Case Study: Square Drop
To conclude, let's consider a case study where we simulate a square dropped onto a fixed planar ground. Building on our previous mass-spring model for an elastic square, we augment a barrier potential into its Incremental Potential and apply the filter line search scheme to manage the contact between the square's degrees of freedom (DOFs) and the ground.
The excutable Python project for this section can be found at https://github.com/phys-sim-book/solid-sim-tutorial under the 3_contact folder.
If we further limit the planar ground to be horizontal, e.g. at \(y=y_0\), its signed distance function can be made even simpler than Equation (7.1.1): Combining it with Equation (7.2.4) and Equation (7.2.5), we can conveniently implement the gradient and Hessian computation for the barrier potential of this horizontal ground:
Implementation 8.3.1 (Barrier energy value, gradient, and Hessian, BarrierEnergy.py).
import math
import numpy as np
dhat = 0.01
kappa = 1e5
def val(x, y_ground, contact_area):
sum = 0.0
for i in range(0, len(x)):
d = x[i][1] - y_ground
if d < dhat:
s = d / dhat
sum += contact_area[i] * dhat * kappa / 2 * (s - 1) * math.log(s)
return sum
def grad(x, y_ground, contact_area):
g = np.array([[0.0, 0.0]] * len(x))
for i in range(0, len(x)):
d = x[i][1] - y_ground
if d < dhat:
s = d / dhat
g[i][1] = contact_area[i] * dhat * (kappa / 2 * (math.log(s) / dhat + (s - 1) / d))
return g
def hess(x, y_ground, contact_area):
IJV = [[0] * len(x), [0] * len(x), np.array([0.0] * len(x))]

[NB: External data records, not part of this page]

PR #2921, opened 2026-06-15
fix(kubevirt-cdi): drop global cloneStrategyOverride

### LINKED ISSUE #2908: vm-disk from golden image stays unbound forever when target StorageClass differs from the image's
## Summary

Creating a VM disk from a golden image into a StorageClass different from the one the golden images live in never completes: the temporary clone PVC stays unbound forever and no error is surfaced to the user. Reported in the community chat on v1.4.2 with LINSTOR storage (golden images in a replicated StorageClass, target disk in a node-local one); the relevant code is unchanged on main.

## Symptom

1. Golden images (`vm-default-images-*` DataVolumes in `cozy-public`) live in a replicated StorageClass.
2. The user creates a `vm-disk` with `source.image` and a `local` target StorageClass.
3. CDI attempts a CSI clone: it creates a temporary PVC `tmp-pvc-…` in `cozy-public` with the target StorageClass (WaitForFirstConsumer) plus a `prep-…` pod.
4. The PVC never binds; the prep pod stays stuck for hours with `Unable to attach or mount volumes: PVC cozy-public/tmp-pvc-… is not bound`, and LINSTOR CSI logs `context deadline exceeded`.

## Mechanism

1. `packages/apps/vm-disk/templates/dv.yaml` renders a DataVolume whose `source.pvc` points at `cozy-public/vm-default-images-*` while `storage.storageClassName` is the user-selected target class, so picking any class other than the images' one produces a cross-StorageClass clone request.
2. `packages/system/kubevirt-cdi/templates/cdi-cr.yaml` sets a global clone strategy override on the CDI CR and `packages/system/kubevirt-cdi/values.yaml` defaults it to `csi-clone`, so every install that has not changed the value forces csi-clone for every clone. `GetGlobalCloneStrategyOverride` is consulted before the target StorageClass's StorageProfile in `pkg/controller/clone/planner.go`, so the override replaces per-profile selection entirely.
3. Neither of CDI's advanced clone paths guards against a cross-StorageClass clone. At v1.66.1 `validateAdvancedClonePVC` runs for snapshot and csi-clone alike and checks for a common CSI driver, matching volume modes, the target class existing, and the requested size against `allowVolumeExpansion`. The snapshot-only extra check `GetCompatibleVolumeSnapshotClass` requires a common driver and a common snapshot class. Nothing compares StorageClass names, so with a LINSTOR source and a LINSTOR target the driver matches and no fallback to host-assisted copy fires on either path.
4. A `local` StorageClass (placement count 1, no remote volume access) can only materialize a clone on a node that already holds the source data. With WaitForFirstConsumer the prep pod is scheduled without regard to source-data placement, so LINSTOR `CreateVolume` cannot satisfy the request and times out.

## Root cause

The csi-clone override is deliberate. `42778cf4b`, merged in https://github.com/cozystack/cozystack/pull/2133, switched the strategy from snapshot to csi-clone in order to use LINSTOR's native rd-clone rather than pod-based copying. Its commit body mentions the `relocateAfterClone` parameter added in the same release, which reads like a prerequisite and is not one: per the parameter's author it is a workaround for replica concentration, keeping a hundred VMs cloned from one image from all ending up on the host that held the source PVC, and it stops being relevant in topologies where storage nodes are separate from compute. It has no bearing on whether a clone into a different StorageClass can complete.

So the root cause is narrower than a missing prerequisite. Forcing csi-clone globally commits every clone to a path with no handling for a target in a different StorageClass, and CDI offers no fallback there because neither advanced path compares class names. The cross-class case was never covered by the design, and the override removes the one input that could have varied the outcome, which is per-StorageProfile selection.

## The override cannot currently be switched off

`c47bb6edb` made the value configurable, but the knob cannot express "no override". The CRD enum is `copy`, `snapshot` and `csi-clone`, with no unset value, and the template emits the field unconditionally. Rendering with an empty value produces `cloneStrategyOverride: ""`, which the enum rejects; rendering with `null` produces a bare key. So an operator cannot reach CDI's per-profile selection through values at all, and the value they would naturally try to disable the override makes the CDI resource invalid.

## Fix directions

1. Stop emitting `cloneStrategyOverride` when the configured value is empty, so per-StorageProfile selection becomes reachable at all. Today it is not, for the reason in the section above.
2. Decide whether csi-clone stays the default once it can be turned off. Same-class clones are the common case and csi-clone is the fast path for them, so the default is a separate question from whether the mechanics allow changing it.
3. Have vm-disk refuse or warn when the requested StorageClass differs from the golden images' one. No per-class attribute makes a cross-class clone safe, so the mismatch itself is the predicate. Today the failure is a PVC that stays unbound with nothing surfaced to the user, which is the worst part of this for whoever hits it.

## Workaround

Create the disk in the same StorageClass the golden images live in (replicated in the default layout).

IvanHunters:
## What this PR does

`packages/system/kubevirt-cdi/templates/cdi-cr.yaml` pinned `cloneStrategyOverride: csi-clone` on the CDI CR globally (introduced with the golden-disks feature, switched from `snapshot` to `csi-clone` in 42778cf4b).

That override bypassed CDI's same-StorageClass guard: CDI's snapshot-based smart-clone path checks that source and target PVCs share a StorageClass and falls back to host-assisted copy otherwise, but the csi-clone path has no such guard — Kubernetes allows cross-StorageClass PVC cloning at the API level and delegates satisfiability to the CSI driver. Forced csi-clone was therefore issued as-is for every clone, including cross-class ones.

The concrete failure (#2908): a `vm-disk` created from a golden image (which lives in a replicated StorageClass) into a `local` (node-local, placement count 1) StorageClass — CDI emits a `tmp-pvc-…` in `cozy-public` with the target StorageClass and a `prep-…` pod, but `local` cannot materialise the clone on a node that does not already hold the source data. The PVC stays unbound forever, LINSTOR CSI logs `context deadline exceeded`, and no error is surfaced to the user.

This PR removes the global override so CDI picks the clone strategy per `StorageProfile`. The same-class path still uses CSI-snapshot clones (fast); the cross-class path falls back to host-assisted copy (slow but correct).

### Verification

```
$ helm template kubevirt-cdi packages/system/kubevirt-cdi --namespace cozy-cdi \
    --set '_cluster.root-host=example.cozy.local' \
    | grep -A2 'kind: CDI'
kind: CDI
metadata:
  name: cdi
  # No cloneStrategyOverride (removed)
```

The CRD schema in `packages/system/kubevirt-cdi-operator/templates/cdi-operator.yaml` still documents the `cloneStrategyOverride` field — that is the CRD definition, not its value, and remains unchanged.

### Performance and behavioural implications

* Same-StorageClass clones (the common case for VMs with a disk in the same SC as their golden image): unchanged user-visible behaviour. CDI will still pick `snapshot` for any StorageProfile whose CSI driver advertises `VolumeSnapshot` support (e.g. LINSTOR).
* Cross-StorageClass clones (the broken case): falls back to host-assisted copy. Slower than csi-clone but actually completes; without this fix it never did.
* If a particular StorageClass benefits from csi-clone in the same-class path and is being defaulted to `snapshot`, a `StorageProfile` CR with `cloneStrategy: csi-clone` for that class would restore the previous fast path without re-introducing the cross-class bug. None are shipped today and none are required by this PR.

### Release note

```release-note
fix(kubevirt-cdi): remove the global cloneStrategyOverride on the CDI CR. The override forced csi-clone for every CDI clone, including cross-StorageClass ones, which has no same-class guard — vm-disks cloned from a golden image into a different StorageClass (typically a node-local one) stayed unbound forever. Without the override CDI picks the clone strategy per StorageProfile: same-StorageClass clones still use CSI snapshots (fast), cross-StorageClass clones fall back to host-assisted copy (slower but correct).
```

Closes #2908

### DIFF
--- a/packages/system/kubevirt-cdi/templates/cdi-cr.yaml
+++ b/packages/system/kubevirt-cdi/templates/cdi-cr.yaml
@@ -3,7 +3,14 @@ kind: CDI
 metadata:
   name: cdi
 spec:
-  cloneStrategyOverride: csi-clone
+  # No cloneStrategyOverride: let CDI pick the clone strategy per StorageProfile.
+  # The previous global "csi-clone" override bypassed CDI's same-StorageClass
+  # guard, so cross-StorageClass clones (e.g. cloning a golden image from a
+  # replicated StorageClass into a node-local one) were issued as csi-clone
+  # and could never satisfy on the target driver — the PVC stayed unbound.
+  # Per-StorageProfile selection lets CSI-snapshot clones stay fast for the
+  # same-class case while falling back to host-assisted copy across classes.
+  # See https://github.com/cozystack/cozystack/issues/2908
   config:
     {{- with .Values.uploadProxyURL }}
     uploadProxyURLOverride: {{ quote . }}


packages/system/kubevirt-cdi/templates/cdi-cr.yaml
```diff
@@ -3,7 +3,14 @@ kind: CDI
...
   name: cdi
 spec:
-  cloneStrategyOverride: csi-clone
+  # No cloneStrategyOverride: let CDI pick the clone strategy per StorageProfile.
+  # The previous global "csi-clone" override bypassed CDI's same-StorageClass
+  # guard, so cross-StorageClass clones (e.g. cloning a golden image from a
+  # replicated StorageClass into a node-local one) were issued as csi-clone
+  # and could never satisfy on the target driver — the PVC stayed unbound.
+  # Per-StorageProfile selection lets CSI-snapshot clones stay fast for the
+  # same-class case while falling back to host-assisted copy across classes.
```
lexfrei, line 12: This is the claim that does not hold for the reported LINSTOR case. With the override gone, `replicated`->`local` (both `linstor.csi.linbit.com`) is resolved as `snapshot`, not host-assisted copy: the planner only falls back when the two StorageClasses do not share a CSI driver / snapshot class / volume mode — it never compares StorageClass names. **Evidence**: `pkg/controller/clone/planner.go` `validateAdvancedClonePVC` and `pkg/controller/clone/common.go` `GetCommonDriver` (provisioner-only); `linstor.csi.linbit.com` is absent from `CloneStrategyByProvisionerKey`, so the profile defaults to `snapshot` via the shipped default VolumeSnapshotClass. See the review summary.

lexfrei (changes requested):

Business context: this drops the global `cloneStrategyOverride: csi-clone` on the CDI CR so the clone strategy is chosen per StorageProfile, aiming to fix vm-disks that stay unbound when a golden image is cloned into a different StorageClass (#2908).

Dropping a global override that forces one strategy for every backend is a reasonable direction. The problem is that the stated mechanism is wrong for the storage backend this repo ships, and the change is not shown to fix the reported case.

## Blocker

1. Removing the override does not make cross-StorageClass clones fall back to host-assisted copy for the reported LINSTOR case, so the fix is unverified against #2908.

The PR body, the release note, and the new code comment (`cdi-cr.yaml:6-12`) all state that without the override, cross-StorageClass clones "fall back to host-assisted copy". That is not what CDI v1.64.0 does — the version this chart deploys (`quay.io/kubevirt/cdi-controller:v1.64.0`) — when source and target StorageClasses share one CSI driver, which is exactly the reported scenario: `replicated` and `local` are both `linstor.csi.linbit.com`.

What CDI actually does with the override gone:

- The strategy is read from the target StorageProfile's `Status.CloneStrategy`. LINSTOR is not in CDI's clone-strategy advisory table, so CDI defaults the profile to `snapshot` because this repo ships a default VolumeSnapshotClass for the driver. **Evidence**: `pkg/controller/clone/planner.go` `computeStrategyForSourcePVC` (strategy default `CloneStrategySnapshot`, then taken from the StorageProfile); `pkg/storagecapabilities/storagecapabilities.go` `CloneStrategyByProvisionerKey` has no `linstor.csi.linbit.com` entry; `packages/system/linstor/templates/volumesnapshotclass.yaml` (`linstor-snapshots`, `is-default-class: true`).
- The planner only falls back to host-assisted when source and target do not share a CSI driver, have incompatible volume modes, lack a compatible VolumeSnapshotClass, or the target cannot expand. It never compares StorageClass names. For `replicated`->`local` (same driver, same snapshot class, same volume mode) none of these fire. **Evidence**: `pkg/controller/clone/planner.go` `validateAdvancedClonePVC`; `pkg/controller/clone/common.go` `GetCommonDriver` and `GetCompatibleVolumeSnapshotClass` (both compare provisioner, not StorageClass name).

So removing the override changes the cross-class strategy from `csi-clone` to `snapshot`, not to host-assisted copy. Whether a snapshot-based clone of a golden image into a node-local (placement count 1) StorageClass actually binds is not established — it can stay unbound for the same root reason as `csi-clone` (the target volume is provisioned on a node that does not hold the source data). The "Verification" section only runs `helm template` to confirm the field is gone; it does not exercise a real `replicated`->`local` clone. **Evidence**: PR description "Verification" block.

Please verify the actual failing scenario with the override removed (create a vm-disk from a golden image into `local` and confirm it binds), and correct the description, the code comment, and the release note to match the strategy CDI actually selects. If the snapshot path also stays unbound, override removal alone does not fix #2908 and a different approach is needed — e.g. an explicit per-StorageClass `cloneStrategy`, or a fail-fast / warning in vm-disk when the target StorageClass differs from the golden image's (the second direction suggested in #2908).

## Non-blocking

1. Description history is inaccurate: the body says the override was "switched from `snapshot` to `csi-clone` in 42778cf4b", but it was introduced as `copy` (d38c8aa5a) and 42778cf4b switched `copy`->`csi-clone`. `snapshot` was never the global value. **Evidence**: `git show 42778cf4b` and `git show d38c8aa5a` on `packages/system/kubevirt-cdi/templates/cdi-cr.yaml`.
2. Nothing pins the intent. This chart ships no helm-unittest, and `make update` re-fetches `templates/cdi-cr.yaml` from upstream, which would silently restore an override if upstream ever set one. A test asserting `spec.cloneStrategyOverride` is absent would lock the change. **Evidence**: `packages/system/kubevirt-cdi` has no `tests/` directory; `packages/system/kubevirt-cdi/Makefile` `wget ... -O templates/cdi-cr.yaml`.

PR #2928, opened 2026-06-16
fix(e2e): drive LINSTOR post-install waits off a single 15m deadline

myasnikovdaniil:
## What this PR does

`hack/e2e-post-install-prep.sh` waited for each LINSTOR prerequisite with a separate fixed timeout anchored to the script's start (`timeout 60` for the linstor HelmRelease to exist, `timeout 300` for the controller Deployment, `timeout 60` for nodes Online). Those budgets race the platform reconcile chain. The cozystack-operator alone needs ~70s just to emit the linstor HR, so the 60s exists-wait expired ~10s before the object appeared and `set -e` aborted the whole script — the install failed with a single log line and no diagnostics. This is what broke E2E on the v1.5.0-rc.3 release-cut PR (#2924); that run's platform actually converged at the normal ~10:40 mark.

Across recent CI runs healthy LINSTOR convergence is ~11–13 min, so the per-hop guesses had no margin and only passed on favourable variance.

This replaces the exists+ready pairs with a `wait_for` helper that polls `kubectl wait` under one shared 15m deadline — the same window the installer's `kubectl wait hr --all` already uses — tolerating not-yet-created objects (`kubectl wait` exits non-zero on NotFound) without the `set -e` cliff, while still failing hard if a resource never becomes ready inside the budget. The 3-nodes-Online wait goes 60s → 300s for the same reason.

Verified by running the edited script end-to-end under a fake `kubectl`: slow-then-ready completes; never-ready fails at the deadline; a late HelmRelease (the rc.3 trigger) is now tolerated.

### Release note

```release-note
NONE
```

## Summary by CodeRabbit

* **Refactor**
  * Streamlined e2e readiness waiting with a single shared deadline.
  * Unified Docker build caching using a shared cache-args mechanism (optional cache writes).
* **New Features**
  * Added an in-cluster watchdog to automatically heal e2e Cilium endpoint leaks.
  * Extended SeaweedFS COSI templates to support additional bucket classes and compliance object lock.
* **CI / Build Improvements**
  * Warmed main-branch Docker build cache; use ephemeral runners by default and ensure build tooling is available.
* **Bug Fixes**
  * Improved core component health checking with a startup probe and updated e2e bucket connectivity checks.

### DIFF
--- a/hack/e2e-post-install-prep.sh
+++ b/hack/e2e-post-install-prep.sh
@@ -3,22 +3,54 @@
 # their respective prerequisites are reachable. Designed to run in the
 # background during the platform HR reconcile wait, so its wall-clock cost
 # overlaps with the wait instead of compounding it.
+#
+# Each LINSTOR prerequisite below sits at the end of a multi-hop reconcile
+# chain: cozystack-operator -> platform HR -> linstor HR -> piraeus-operator
+# -> cert-manager issues the controller TLS -> linstor-controller Deployment
+# -> controller pod -> DB migration. On a loaded CI runner that chain has been
+# observed to take 7-9 min end to end, and the operator alone needs ~70s just
+# to emit the linstor HR. The earlier per-step "object exists" budgets
+# (timeout 60 / timeout 300) were anchored to this script's start, so they
+# raced that reconcile latency; when one lost (linstor HR appeared at ~+70s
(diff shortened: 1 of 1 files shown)


myasnikovdaniil:
superseded by #2948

for i in range(0, len(x)):
IJV[0][i] = i * 2 + 1
IJV[1][i] = i * 2 + 1
d = x[i][1] - y_ground
if d < dhat:
IJV[2][i] = contact_area[i] * dhat * kappa / (2 * d * d * dhat) * (d + dhat)
else:
IJV[2][i] = 0.0
return IJV
For the filter line search, with the position in the last iteration \(\mathbf{x}\) and a search direction \(\mathbf{p}\) of a specific node, the signed distance function is simply \[ d(\mathbf{x} + \alpha \mathbf{p}) = \mathbf{x}_y + \alpha \mathbf{p}_y - y_0, \] where \(\alpha\) is the step size, and there is only one positive real root \(\alpha = (y_0 - \mathbf{x}_y) / \mathbf{p}_y\) when \(\mathbf{p}_y < 0\) since \(\mathbf{x}_y > y_0\) (no interpenetration up to current iteration). Taking the minimum of the positive real root per node then gives us the step size upper bound \(\alpha_C\) defined in Equation (8.2.1):
Implementation 8.3.2 (Ground CCD, BarrierEnergy.py).
def init_step_size(x, y_ground, p):
alpha = 1
for i in range(0, len(x)):
if p[i][1] < 0:
alpha = min(alpha, 0.9 * (y_ground - x[i][1]) / p[i][1])
return alpha
Here we scale the upper bound by \(0.9\times\) so that exact touching configurations with \(d=0\) and \(b = \infty\) (floating-point number overflow) can be avoided.
Then once we make sure the step size upper bound is used to initialize the line search
Implementation 8.3.3 (Filter line search, time_integrator.py).
# filter line search
alpha = BarrierEnergy.init_step_size(x, y_ground, p) # avoid interpenetration and tunneling
while IP_val(x + alpha * p, e, x_tilde, m, l2, k, y_ground, contact_area, h) > E_last:
alpha /= 2
and that the contact area weights for all nodes are calculated
Implementation 8.3.4 (Contact area, simulator.py).
contact_area = [side_len / n_seg] * len(x) # perimeter split to each node
and passed to our simulator, we can simulate the square drop with mass-spring stiffness k=2e4 and time step size h=0.01 as shown in Figure 8.3.1.
Remark 8.3.1 (Contact Layer Integration). Since in practice, contact forces are only exerted on the boundary of the solids, the barrier potential should be integrated only on the boundary as well. This also explains why in our case study the contact area weight per node is simply calculated as the diameter of the square evenly distributed onto each boundary node. However, as mass-spring elasticity cannot guarantee that all interior nodes will stay inside the boundary of the solid, we simply apply the barrier potential to all nodal DOFs of the square.